**Work instruction:**
Return only those lines of the records below in which "already" appears.
[[ Supplied records, beginning ]]
PR #2080, opened 2026-08-28
fix(print): match gang-page portraits and pass starting XP

Djidiouf:
Print used the type catalog image and omitted starting_xp, so selected defaults were ignored and N26 cards showed N/A. Share image resolution across gang surfaces and replace the dead Cloudinary error fallback.


joeseos:
## Review

@Djidiouf Reviewed against the base branch and the wider codebase (`resolveGangImageUrl`, `FighterProps`, `gang-assembly.ts`, `gang-data.ts`). Summary below.

### What the PR does
- Centralizes gang-image resolution (`custom upload → selected type default → letter placeholder`) into `types/gang.ts#resolveGangImageUrl`, and reuses it in `gang.tsx`, `gang-card.tsx`, and `print-gang.tsx`. Verified `default_gang_image` / `default_image_urls` are populated correctly for both the standard and custom gang-type branches in `getGangType` (`app/lib/shared/gang-data.ts:418-465`) and threaded through in `app/gang/[id]/print/page.tsx:96-131`.
- Fixes the print `starting_xp`/N26 "N/A" bug by switching the `FighterCard` invocation in `print-gang.tsx` from an exhaustive prop list (which omitted `starting_xp`) to `{...fighter}` plus targeted overrides. Confirmed `starting_xp` is a real field on `FighterProps` (`types/fighter.ts:163`) so this now flows through. I checked the fields this spread relies on that aren't on the `FighterProps` type (`active_loadout_name`, `captured_by_gang_name`) — they're set at runtime in `gang-assembly.ts:731`, so they still pass through the spread correctly; the same file already relies on that same runtime shape elsewhere (`print-gang.tsx:739-740`).
- The removed `fighterBaseStats`/`fighterCurrentStats` construction was dead weight — `FighterCard` never actually consumes the `base_stats`/`current_stats` props (it recomputes its own `fighterData.base_stats`/`current_stats` internally from the individual characteristic props), so this is a safe cleanup, not a regression.
- Replaces the dead `res.cloudinary.com/dle0tkpbl/...` fallback with the shared `UNKNOWN_GANG_IMAGE_URL` constant consistently across `gang.tsx`, `gang-card.tsx`, `create-gang-modal.tsx`, and `campaign-page-content.tsx`. No leftover references to the old Cloudinary URL.
- `resolveGangImageUrl` correctly falls through to `undefined` on an empty/missing `.url` entry so the letter-placeholder path still works.

### Findings

**Low — `components/gang/print-gang.tsx:37-43` (`PrintGangPortrait`)**: the `` has no `onError` handler, unlike every other gang-portrait render in the app (`gang.tsx`, `gang-card.tsx`, `create-gang-modal.tsx`), which reset a broken `src` to `UNKNOWN_GANG_IMAGE_URL`. If a resolved image URL 404s at print time you'll get a broken-image icon instead of the fallback/placeholder. Low impact (print is a one-shot render), but worth matching the existing pattern for consistency. Not a blocker.

Nothing else stood out — no null-handling gaps, no security concerns (no new user input paths), and no performance concerns (this only touches render-time prop wiring, not query shape).

### Verdict: **Approve**

Solid, well-scoped fix with good DRY cleanup (shared `resolveGangImageUrl`, shared `UNKNOWN_GANG_IMAGE_URL`, removal of dead stat-fallback code). The one nit above is optional.

---

joeseos:
## Follow-up review (commit a4948f3)

@Djidiouf Reviewed just the new commit since the last review.

### Previous findings
- **Low — `print-gang.tsx` missing `onError` fallback**: **Resolved.** `PrintGangPortrait` now has an `onError` handler on the `` that resets `src` to `UNKNOWN_GANG_IMAGE_URL` on a load failure, matching the pattern used in `gang.tsx` (`handleImageError`) and `gang-card.tsx` (inline handler) — same `console.error` + fallback-URL reassignment, byte-for-byte consistent with `gang-card.tsx`'s version. Import of `UNKNOWN_GANG_IMAGE_URL` added correctly alongside the existing `resolveGangImageUrl` import.

No other findings carried over — everything else from the prior review was already approved.

### New findings
None. The change is a minimal, targeted 4-line addition scoped exactly to the flagged gap; no new logic paths, no null-handling concerns, and it doesn't touch anything else in the file. (Note: like the existing `gang.tsx`/`gang-card.tsx` handlers it copies, there's no guard against `UNKNOWN_GANG_IMAGE_URL` itself failing to load causing a repeat `onError` fire — but that's a pre-existing pattern in the codebase, not something this PR introduces, so not flagging it here.)

### Verdict: **Approve**

---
[[ Supplied records, end ]]
**Reply to the task:**
- Fixes the print `starting_xp`/N26 "N/A" bug by switching the `FighterCard` invocation in `print-gang.tsx` from an exhaustive prop list (which omitted `starting_xp`) to `{...fighter}` plus targeted overrides. Confirmed `starting_xp` is a real field on `FighterProps` (`types/fighter.ts:163`) so this now flows through. I checked the fields this spread relies on that aren't on the `FighterProps` type (`active_loadout_name`, `captured_by_gang_name`) — they're set at runtime in `gang-assembly.ts:731`, so they still pass through the spread correctly; the same file already relies on that same runtime shape elsewhere (`print-gang.tsx:739-740`).
No other findings carried over — everything else from the prior review was already approved.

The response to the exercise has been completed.